Google logo /Courtesy of Yonhap News

Google has sued a crawling (data extraction) firm that scrapes its search results. The move is seen as an attempt to prevent data collected through crawling from being used to train rival generative artificial intelligence (AI) models.

Google, the world's largest search company, said on the 19th (local time) that it filed a lawsuit in the U.S. District Court for the Northern District of California, alleging that Austin, Texas-based crawling startup SerpApi is infringing copyright.

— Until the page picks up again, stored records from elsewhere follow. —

PR #1126, opened 2026-07-13
linCmtB(): thread-safe forward-mode AD Jacobian solves

mattfidler:
## Summary

Makes `linCmt()` sensitivity solves (`linCmtB`) thread safe on the default
forward-mode AD Jacobian path, so parallel subject solving is no longer forced
to a single core for these models.

Previously any model containing `linCmtB` was flagged `notThreadLinCmtB` at
parse time and forced to `op->cores = 1` at solve time -- a guard dating from
when the Jacobian used Stan's shared reverse-mode arena. The default path is now
forward-mode `fvar` (stack-local, no shared arena), so it is safe to run per
subject across threads.

## Changes

- **Enable threading on the AD path** (`src/rxData.cpp`): the
  `notThreadLinCmtB` solve-time cases now thread like any thread-safe method
  when `sensType` is forward-mode AD (`3`/`30`/auto `100`). Reverse-mode AD
  (`31`, shared `ChainableStack`) and the finite-difference paths (which share a
  first-subject scaling/step setup) stay single threaded.
- **Fix a cross-thread race** (`src/linCmt.cpp`): `linCmtScaleInitPar`/`N` and
  `linCmtZeroJac` read the hardcoded `__linCmtB[0]` slot, but the
  finite-difference H setup calls them *after* `ind_linCmtFH` has populated the
  *current thread's* slot -- so under threading they raced (and could read a
  mid-resize slot). They now read `__linCmtB[rx_get_thread()]`.
- **Skip finite-difference H setup on the AD paths** (`src/par_solve.cpp`):
  `setupLinH()` ran `shi21ForwardH()` (a base solve plus per-parameter probe
  solves) for the default AD sensType even though the AD Jacobian never reads
  `ind->linH`. `linCmtSensIsAD()` is given external linkage (its FD set is
  exactly the sensTypes `linCmtB` reads `ind->linH` for) and `setupLinH()`
  early-outs for AD; the dead `case 3` branch is removed. Output is unchanged;
  this removes redundant work on the FOCEi (`ind_solve`) path.

## Validation

- 80-subject `linCmtB` sensitivity solve is **bitwise identical** at `cores=1`
  vs `cores=4`; reverse-AD (`"ADr"`) stays serial and correct. New regression
  test in `test-lincmt-solve-sens.R`.
- AD `linCmtB` vs ODE reference unchanged (3.5e-7 < 1e-5 tol); FOCEi `theo_sd`
  fit gives identical OFV before/after the H-setup change.
- `lincmt-solve` (1623), `lincmt-solve-sens` (9), `lincmt-cmt-ref` (54),
  `lincmt-parse` (4580) all pass.

Note: the per-subject FOCEi *inner-loop* parallelization that most benefits from
this lives in `nlmixr2est`, which already clamps its inner core count to
rxode2's `op->cores` -- so this PR makes that parallelization kick in for
`linCmt()` models automatically.

### DIFF
--- a/NEWS.md
+++ b/NEWS.md
@@ -78,6 +78,11 @@
   inside `linCmt()` and mixed `linCmt()`+ODE models, with Jacobian handling of
   the dosing events; `odeToLin()` preserves and renames them when converting.
 
+- `linCmt()` sensitivity (`linCmtB`) solves now run in parallel across subjects
+  on the default forward-mode AD Jacobian path (`linCmtSensType="AD"`), which is
+  stack-local with no shared Stan arena.  The reverse-mode AD (`"ADr"`) and
+  finite-difference paths remain single threaded.
+
 - Inductive linearization and matrix exponentials rewritten with a more
   NONMEM-like interface (automatic ODE->syntax translation retained) and
   symbolic-differentiation gradients.
--- a/src/linCmt.cpp
+++ b/src/linCmt.cpp
@@ -493,8 +493,11 @@ extern "C" int linCmtZeroJac(int i) {
 // True for the automatic-differentiation jacobian methods (forward-mode
 // fvar = 3/30, reverse-mode = 31, and the auto/default path), which all want
 // the unscaled thetaSens + passthrough trueTheta. The finite-difference
-// methods (1,2,4,5,6,7,10,20,40,50) keep the scaled path.
-static inline bool linCmtSensIsAD(int sensType) {
+// methods (1,2,4,5,6,7,10,20,40,50) keep the scaled path.  These same FD
+// methods are exactly the ones linCmtB reads ind->linH for, so setupLinH
+// (par_solve.cpp) uses this predicate to skip step-size estimation on the AD
+// paths -- external linkage lets it share this single source of truth.
+bool linCmtSensIsAD(int sensType) {
   switch (sensType) {
   case 1: case 2: case 4: case 5: case 6: case 7:
   case 10: case 20: case 40: case 50:
--- a/src/linCmt.cpp
+++ b/src/linCmt.cpp
@@ -8,6 +8,7 @@
 #include "timsort.h"
 #define SORT gfx::timsort
 #include "linCmt.h"
+#include "linCmtSensType.h"
 
 
 extern rx_solving_options op_global;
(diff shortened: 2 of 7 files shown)


mattfidler:
## Validated end-to-end in nlmixr2est FOCEi

Confirmed that this rxode2 change alone enables parallel FOCEi for `linCmt()`
models -- no nlmixr2est change is needed. nlmixr2est's `innerOpt()` already sets
its inner-loop core count from rxode2's `op->cores` and gates on
`solveMethodThreadSafe(op)`; with the linCmtB thread-safe gate here, the pool
setup solve reports `op->cores=4` and the inner subject loop runs with
`_doParallel=1`.

Timing, 192-subject 1-cmt oral `linCmt()` FOCEi fit (theo_sd x16):

```
cores=1: 11.23s  OFV=1868.8616
cores=4:  4.75s  OFV=1868.8616   -> 2.36x, OFV delta 0.00e+00
```

Identical objective at both core counts.

mattfidler:
Thanks -- addressed the Copilot review in 5ad561e23.

**`sensType == 100` (auto) treated as thread-safe (rxData.cpp)** -- verified `auto` always resolves to forward-mode AD, so this is safe, and made the reasoning explicit. The only runtime mutation of `rx->sensType` is `setupLinH()`'s `100 -> 3` remap (both forward-mode AD); no code path resolves `auto` to reverse-mode AD (31) or a finite-difference method (R sets `linCmtSensType` only from the user arg, no feature-based downgrade -- the `eventSens` FD downgrade is a separate axis and leaves the linCmtB Jacobian method untouched). The gate now calls a named `linCmtSensForwardAdThreadSafe()` predicate whose comment documents why `100` is included and why reverse-mode AD and the FD paths are excluded.

**Cross-TU forward declaration of `linCmtSensIsAD` (par_solve.cpp)** -- moved both classifiers into a shared header `src/linCmtSensType.h` (`static inline`), included by linCmt.cpp, par_solve.cpp and rxData.cpp. Removed the forward declaration and the external definition; single source of truth, no drift.

**`__linCmtB.size()` narrowing (linCmt.cpp)** -- `rx_get_thread()` takes an `int`, so each accessor (`linCmtScaleInitPar`/`linCmtScaleInitN`/`linCmtZeroJac`) now casts the `size_t` pool size to `int` once and stores the thread index in a local.

**Test could pass vacuously if clamped to 1 core (test-lincmt-solve-sens.R)** -- rxode2 exposes no per-solve "cores actually used" telemetry, so the test now `skip_if_not(getRxThreads() >= 2L)`; on a multi-thread runner the `cores = 2` request genuinely exercises the parallel path (this model's `linCmtB` carries the forward-AD flag the gate now honors), and it skips rather than passing trivially otherwise.

Validated: clean rebuild with no narrowing/unused-function warnings; `lincmt-solve-sens` 9 PASS (the thread test ran, not skipped) and `lincmt-solve` 1623 PASS.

Google said, "With this lawsuit, our goal is to stop SerpApi's malicious crawling."

Crawling is the mass copying and storage of the contents of countless internet pages. It is used in various analytical tasks, including AI model training.

Google said SerpApi is taking content without permission while ignoring crawling protocols (guidelines) set by individual websites and is even bypassing security measures designed to block such activity.

Google said, "Google follows industry-standard crawling guidelines, but companies like SerpAPI hide themselves and attack websites with large-scale bot networks," adding, "They use back doors, such as rotating fake names, to collect websites' content in its entirety, and such illegal activity has surged over the past year."

In particular, it said these actors are taking content for which it has obtained and displays external licenses and reselling it for a fee, adding that "SerpApi's business model is parasitic."

In the complaint, Google calculated damages for each individual violation by SerpApi at $200 to $2,500. It also stressed, "Because they are unable to pay damages, they are causing irreparable harm to Google."

In response, SerpApi legal counsel Chad Anson said, "We have not yet received Google's complaint, and Google did not contact us before filing," and argued that its business is protected by the First Amendment, which defines freedom of expression.

Founded in 2017, SerpApi began as a company that collected information to help customers rank higher in Google search. But as generative AI corporations emerged, led by OpenAI, the developer of ChatGPT, SerpApi jumped into a new market of selling the web page data it had scraped to them.

SerpApi is known to have sold web page data to OpenAI and Meta along with Lithuania-based startup Oxylabs and Russian corporations such as AQMProxy, which run similar businesses.

Accordingly, the industry sees Google's legal action against SerpApi as a move to keep competitors such as OpenAI and Meta in check.

A U.S. court ordered Google to share search data with major competitors, but limited the data Google must provide to user-entered search terms and raw data, excluding the algorithms that compose search results from sharing.

Online community Reddit also filed a lawsuit in Oct. against crawling firms including SerpApi.

※ This article has been translated by AI. Share your feedback here.